Get your facts right, they said. All the companies featured in the publication I was working on were multinationals and household names. And their top people had been interviewed for the accompanying worldwide TV series, so it wasn’t like I was being asked for investigative journalism. A quick cross checking, was all that was required for a ‘fast facts’ sidebar, to break up the page and draw the reader into reading the longer piece.
Double checking or double crossed?
What should have been a ten minute task turned into a quest for the truth with more twists and turns than the Da Vinci Code. Here’s why:
- A multinational company may invest in a website running to several hundred pages but there won’t be an English language translation/version.
- It’s possible to buy shares in a stock listed company but impossible to find the date when it was established (vaguely 1940s Germany).

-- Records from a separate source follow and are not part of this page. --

PR #4388, opened 2025-06-27
Fix billing for away jobs scheduled and preempted in the same round

JamesMurkin:
Currently we snapshot the resource allocated to a queue when the spot price is calculated

However at this point there can be jobs scheduled that will be evicted before the end of the scheduling round

Now we snapshot the allocated + mark scheduled jctx's as "billable"
 - If these scheduled jctx's subsequently get evicted/preempted, we'll remove that from the billable resource

### DIFF
--- a/internal/scheduler/nodedb/nodedb_test.go
+++ b/internal/scheduler/nodedb/nodedb_test.go
@@ -290,11 +290,14 @@ func TestEviction(t *testing.T) {
 	require.NoError(t, err)
 	assert.Equal(t, 0, len(node.EvictedJobRunIds))
 	assert.Equal(t, map[int32]internaltypes.ResourceList{
-		-1: testfixtures.CpuMem("30", "248Gi"),
-		0:  testfixtures.CpuMem("30", "248Gi"),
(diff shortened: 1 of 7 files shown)


internal/scheduler/nodedb/nodedb_test.go
```diff
@@ -290,11 +290,14 @@ func TestEviction(t *testing.T) {
 	require.NoError(t, err)
 	assert.Equal(t, 0, len(node.EvictedJobRunIds))
 	assert.Equal(t, map[int32]internaltypes.ResourceList{
-		-1: testfixtures.CpuMem("30", "248Gi"),
-		0:  testfixtures.CpuMem("30", "248Gi"),
-		1:  testfixtures.CpuMem("31", "252Gi"),
-		2:  testfixtures.CpuMem("31", "252Gi"),
-		3:  testfixtures.CpuMem("31", "252Gi"),
+		-1:    testfixtures.CpuMem("30", "248Gi"),
```
JamesMurkin, line 293: These needed updating as I updated the priorities considered in testfixtures

d80tb7 (approved):

PR #4399, opened 2025-07-08
Update docs prs

suprjinx:
#### What type of PR is this?

Restores doc change PRs, but correct link issues.

Various nav and internal links were broken when these changes first landed. They were reverted temporarily, and are restored here.


suprjinx:
deleting this in favor of new branch

PR #4408, opened 2025-07-14
Simplify gang accounting in scheduler 

JamesMurkin:

PR #4421, opened 2025-07-25
Minor tidy of jobdb Job/GangInfo

JamesMurkin:
- Add a IsIsGang func as this is a common question in the code, so this helper makes it easier to answer
- Remove the need for the isGang field in GangInfo, now determined by cardinality supplied


JamesMurkin:
Largely PR feedback from - https://github.com/armadaproject/armada/pull/4408

PR #4431, opened 2025-08-06
Lookout UI: display queue names which contain the user's username first

mauriceyap:
When filtering queues on the jobs page, or when selecting a queue on the job sets page, display the queues whose names contain the logged in user's username first. This typically indicates that the queue belongs to the logged-in user, and this change would be a quality-of-life improvement.


samclark (approved):
classy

- Listing the country, city or even address of the HQ of a global empire is considered a sign of weakness and valuable space should instead be used to wax lyrical about the spiritual values driving the business.
- The content will be woefully out of date, and contradictory, even for world leaders in the marketing and advertising industry who may employ 12, 6,000, 20,000 in 2, 30, or 65 countries depending on which page of their website you happen to be on.
- Wikipedia is not a reference tool, and it’s as correct as saying ‘I heard it somewhere’. Yet it is widely quoted as though repeating something enough times makes it right.
What did this tell me? Writers and journalists have a responsibility to check facts. There’s no excuse for lazy reporting. The internet should, in theory, make it easier and quicker. It doesn’t, because there are now more places where company information appears and these need to be updated.
Businesses could go a little way to ensuring we get our facts right by presenting messages consistently across the website, annual report, media releases, the ‘work for us’ recruitment page, the FAQs or any other touchpoint. The media team would then handle fewer enquiries of the ‘what was your turnover figure for last year?’ kind.
Dull, dull, dull
Perhaps half the issue is the lack of glamour. Fact checking is boring. Updating facts is dull. But someone’s got to do it. And if I’m being professional in checking I’d like someone – the web content editor or corporate communication team or whoever – on the other side to be equally diligent. Or is that too much to ask?